Par 16 juillet 2018 août 20th, 2019 Pas de commentaires

Le pouvoir de la mémoire

L’ouvrage Farenheit 451 peut faire office de référence pour aborder le sujet de la mémoire et la littérature. La dystopie (récit d’une contre-utopie) de Ray Bradbury publiée en 1953 et adaptée en film par François Truffaut aborde jusqu’où peut aller le pouvoir de la mémoire. Le titre fait référence à la température à laquelle un livre se consume, en référence au métier du héros, Guy Montag, chargé de brûler les livres qu’il trouve sur son passage.

Dans une société où détenir un livre est un délit, Montag fait connaissance avec un groupe de marginaux qui s’emploie à apprendre le contenu des livres avant de les brûler pour échapper aux arrestations. Granger, le chef du groupe détaille ainsi leur mode opératoire : « Nous lisons les livres et les brûlons, de peur qu’on les découvre ». Ce projet est vite considéré comme le plus simple et surtout le plus sûr, toujours selon Granger : « Les microfilms n’étaient pas rentables, nous n’arrêtions pas de nous déplacer, pas question d’enterrer les films pour revenir les chercher plus tard. Toujours le risque qu’on en tombe dessus. Le mieux est de tout garder dans nos petites têtes, où personne ne peut savoir ni soupçonner ce qui s’y trouve ».

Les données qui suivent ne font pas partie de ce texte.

PR #1685, opened 2026-03-21
Warn on insecure password file permissions

melocene:
This is a follow up to f180e41061db393acf65bc99f5c5e7397586d9cb which adds a warning if password files have insecure permissions. This is similar to how SSH will warn on insecure private keys, but unlike SSH this will not block using said keys/password files. It is only a small warning in the log. The code only runs on Unix platforms so Windows users won't see the warning.

### DIFF
--- a/CHANGELOG.md
+++ b/CHANGELOG.md
@@ -38,7 +38,7 @@ Security:
 
 Thanks:
 
-- Contributions: @KaiKorla, @englut, @mango766, @ncfavier, @classabbyamp
+- Contributions: @KaiKorla, @englut, @mango766, @ncfavier, @classabbyamp, @melocene
 - Bug reports: chmod222, @whitequark, @englut, sebbu, @ascarion, @4e554c4c, @BKVad1m, @mango766, esden
 - Feature requests: @gAlleb, @jtbx, @cyrneko, @englut, @ascarion
 


furudean:
If we do this, can we also warn on unsafe sasl-external perms? https://halloy.chat/configuration/servers#sasl-external

data/src/config.rs
```diff
@@ -612,6 +612,24 @@ fn create_owned_file(path: &Path, contents: &[u8]) -> std::io::Result<()> {
...
+#[cfg(unix)]
+pub fn check_password_file_permissions(path: &Path) {
+    use std::os::unix::fs::PermissionsExt;
+    if let Ok(meta) = std::fs::metadata(path) {
+        let mode = meta.permissions().mode();
+        if mode & 0o077 != 0 {
+            log::warn!(
+                "password file {:?} has permissions {:#o}; consider restricting to 0600",
+                path,
+                mode & 0o777,
```
andymandias: Any reason in particular to use the `Debug` print here instead of `path.display()`?  Would be nice for the two permissions listed to have the same format, preferably one that would with `chmod`.  So either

Une minorité déterminée et puissante

Le procédé est pour ainsi dire à la fois simple à imaginer et complexe à mettre en œuvre. Granger et sa communauté, tout en restant lucides sur le devenir de leur entreprise : « Nous constituons la petite minorité qui crie dans le désert », espèrent être utiles tôt ou tard à l’humanité : « Nous transmettrons les livres à nos enfants, oralement, et les laisserons rendre à leur tour ce service aux autres ».

L’objectif final, une fois la guerre terminée, est de réécrire les livres en faisant réciter leur contenu par ceux qui les auront retenus. Granger a également conscience du caractère fragmentaire de la mémoire et parfois de son manque de fiabilité : « beaucoup de choses seront perdues, naturellement ». Les livres sont généralement retenus par bribes, chaque personne ayant à apprendre un chapitre ou une partie : « Prenez cette bourgade, à peu de chose près, et tournez les pages, tant de pages par habitant ». Face à une tâche aussi immense, Granger sait faire preuve d’une humilité sans pareille : « Nous ne sommes que des couvre-livres, rien d’autre ».

Mémoire, trace et combat

La mémoire pourrait ici être également associée à la terre. En effet, Granger associe les deux en évoquant un aïeul : « Mon grand-père est mort depuis bien longtemps, mais si vous souleviez ma calotte crânienne, dans les circonvolutions de mon cerveau, vous verriez l’empreinte profonde de ses pouces. Il m’a touché à jamais. Comme je vous l’ai dit il était sculpteur. » A l’image de l’empreinte du sculpteur dans la terre, la mémoire laisse sa trace sur l’homme.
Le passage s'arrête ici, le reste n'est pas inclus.